Underbelly Arts Festival 2017 reveals highlights

Prue Stent and Honey Long
Prue Stent and Honey Long, Membrane.

Underbelly Arts Festival 2017 has announced the artistic highlights for its 10th anniversary program being presented for the first time at the National Art School in Darlinghurst from 7-8 October.

Showcasing 21 ambitious new projects, the Festival will host 116 artists from around Australia for a two-week Lab period onsite at the National Art School from 25 September until 6 October as they develop their works for the Festival. Public tours will be offered at 6 p.m. each evening during the Lab, allowing ticket holders the rare opportunity to see artists develop new work.

Festival Director Roslyn Helper has revealed five highlights, providing an insight into what to expect: “Our 2017 program highlights include an immersive dance performed in an enveloping pink membrane, a six-hour durational feminist performance work inspired by the internet, a waterfront seagull apocalypse that signifies the impending rising of the seas, a merch stand offering purchasable art collectables by Underbelly artist, and a public complaints service, where peoples’ complaints will be interpreted and performed by an orchestral ensemble.”

Underbelly Arts Festival celebrates experimental contemporary art and spans a diverse range of mediums including installation, performance, dance, sound, visual art, intervention, digital art, radical opera, activist and participatory practices.

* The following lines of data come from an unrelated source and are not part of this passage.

PR #3426, opened 2015-03-27
Develop fix

MCGallaspy:
My machine runs out of memory running the test suite... :(

This ought to do it, though.


aronasorman:
Still failing.

rtibbles:
Passes. Merging.

PR #3429, opened 2015-03-28
Convert web+graphie: URLs into local paths, and download into assessment item packs

jamalex:


rtibbles:
Looks good. Tests pass on new content functions, so they seem to do what they are meant to.

PR #3431, opened 2015-03-29
fixes bug 3430

tarunsharma1:
Added placeholder for password in login.handlebars
before : 
screenshot 142
after : 
screenshot 143


rtibbles:
I had originally left this out deliberately, but can see how this might be jarring to a user.

PR #3435, opened 2015-03-29
Add appropriate HTTP status codes to JSON response errors.

### LINKED ISSUE #3177: Non-semantic HTTP Response codes
At the moment, many of our JSON response errors are 500s - indicating that something has gone terribly wrong inside the server. This is simply not the case, as the response has been returned deliberately, and hence should almost always return an appropriate 4xx code.

georgyberdyshev:
Adds appropriate HTTP status codes to JSON response errors.
Fixes #3177 Non-semantic HTTP Response codes

Branch: develop
Expected behavior: Provide meaningful error status codes
Steps to reproduce: User registration or login are an example. When a client device tries to register and fails to validate the chain of trust, HTTP 401 unauthorized should be returned, which is not the case.

At the moment JSON response codes are mostly 500 errors or do not contain any status message.
The changes distinguish between client and server side errors and can lead the user / developer in the right direction during the verification of returned JSON error responses.

Summary of changes:
-added missing status kwarg to JsonResponseMessageError
-added missing import of JsonResponseMessageError (kalite/facility/api_views.py)

Thanks, Georgy

### DIFF
--- a/python-packages/securesync/devices/api_views.py
+++ b/python-packages/securesync/devices/api_views.py
@@ -71,7 +71,7 @@ def register_device(request):
             # But still, good to keep track of!
             UnregisteredDevicePing.record_ping(id=client_device.id, ip=get_request_ip(request))
 
-            return JsonResponseMessageError("Failed to validate the chain of trust (%s)." % e, code=EC.CHAIN_OF_TRUST_INVALID, status=401)
+            return JsonResponseMessageError("Failed to validate the chain of trust (%s)." % e, code=EC.CHAIN_OF_TRUST_INVALID, status=500)
 
     if not zone: # old code-path
         try:
@@ -87,9 +87,9 @@ def register_device(request):
                 # A redirect loop here is also possible, if a Device exists in the central server database 
                 # corresponding to the client_device, but no corresponding RegisteredDevicePublicKey exists
                 device = Device.objects.get(public_key=client_device.public_key)
-                return JsonResponseMessageError("This device has already been registered", code=EC.DEVICE_ALREADY_REGISTERED, status=400)
+                return JsonResponseMessageError("This device has already been registered", code=EC.DEVICE_ALREADY_REGISTERED, status=409)
             except Device.DoesNotExist:
-                return JsonResponseMessageError("Device registration with public key not found; login and register first?", code=EC.PUBLIC_KEY_UNREGISTERED, status=400)
+                return JsonResponseMessageError("Device registration with public key not found; login and register first?", code=EC.PUBLIC_KEY_UNREGISTERED, status=404)
 
     client_device.save(imported=True)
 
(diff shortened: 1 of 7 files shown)


python-packages/securesync/devices/api_views.py
```diff
@@ -71,7 +71,7 @@ def register_device(request):
             # But still, good to keep track of!
             UnregisteredDevicePing.record_ping(id=client_device.id, ip=get_request_ip(request))
 
-            return JsonResponseMessageError("Failed to validate the chain of trust (%s)." % e, code=EC.CHAIN_OF_TRUST_INVALID)
+            return JsonResponseMessageError("Failed to validate the chain of trust (%s)." % e, code=EC.CHAIN_OF_TRUST_INVALID, status=401)
```
rtibbles: This should be a 500, I think, as it is entirely internal to the server.

python-packages/securesync/devices/api_views.py
```diff
@@ -87,9 +87,9 @@ def register_device(request):
                 # A redirect loop here is also possible, if a Device exists in the central server database 
                 # corresponding to the client_device, but no corresponding RegisteredDevicePublicKey exists
                 device = Device.objects.get(public_key=client_device.public_key)
-                return JsonResponseMessageError("This device has already been registered", code=EC.DEVICE_ALREADY_REGISTERED)
+                return JsonResponseMessageError("This device has already been registered", code=EC.DEVICE_ALREADY_REGISTERED, status=400)
```
rtibbles: This might be a case for a 409 - Conflict.

python-packages/securesync/devices/api_views.py
```diff
@@ -87,9 +87,9 @@ def register_device(request):
...
             except Device.DoesNotExist:
-                return JsonResponseMessageError("Device registration with public key not found; login and register first?", code=EC.PUBLIC_KEY_UNREGISTERED)
+                return JsonResponseMessageError("Device registration with public key not found; login and register first?", code=EC.PUBLIC_KEY_UNREGISTERED, status=400)
```
rtibbles: 404?

rtibbles:
Generally good - a couple of things I would adjust.

python-packages/securesync/devices/api_views.py
georgyberdyshev: I was not sure here initially, but as it is server side 500 makes sense.

python-packages/securesync/devices/api_views.py
georgyberdyshev: I thought initially of 401 as it related to device registration.
Agree here with you that 404 makes sense, due to the not found.

georgyberdyshev:
Hello @rtibbles ,
I have modified my pull request.

Thanks, Georgy

benjaoming:
@georgyberdyshev -- this looks great and in line with @rtibbles recommendations, merging.

Thanks a bunch!

georgyberdyshev:
Also big thanks @rtibbles and @benjaoming.

PR #3446, opened 2015-03-30
Change version to 0.14dev

benjaoming:


aronasorman:
This would mean language packs will be borken for develop for a while.

benjaoming:
@aronasorman how so? :)

PR #3451, opened 2015-03-30
Commented out "dev-only" alert in Perseus that gets shown to users.

jamalex:


jamalex:
@rtibbles Not sure of the best way to make these mods now.

Steps to replicate issue:

- http://127.0.0.1:8008/learn/khan/math/geometry/transformations/hs-geo-reflections/defining-reflections/
- Click on the "Reflection" button.

rtibbles:
I guess we'd better off just using a built version of react-with-addons that should exclude these developer messages?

The major dance highlight that Helper mentioned will be Bundjulung and Ngapuhi woman Amrita Hepi working with creative duo and multidisciplinary artists Prue Stent and Honey Long. Hepi is a dancer, dance maker, writer and activist whose work and practice sits in the nexus between pop culture and contemporary dance. With Stent and Long, she will present gentle, protective and expansive work.

Hepi’s piece involves a soft, membranous structure, which will protect and hold the audience in an embrace. Hepi will invite viewers to enter the space of the dance and mingle with the dancers to discover the contradictions inherent in our ideas of utopia.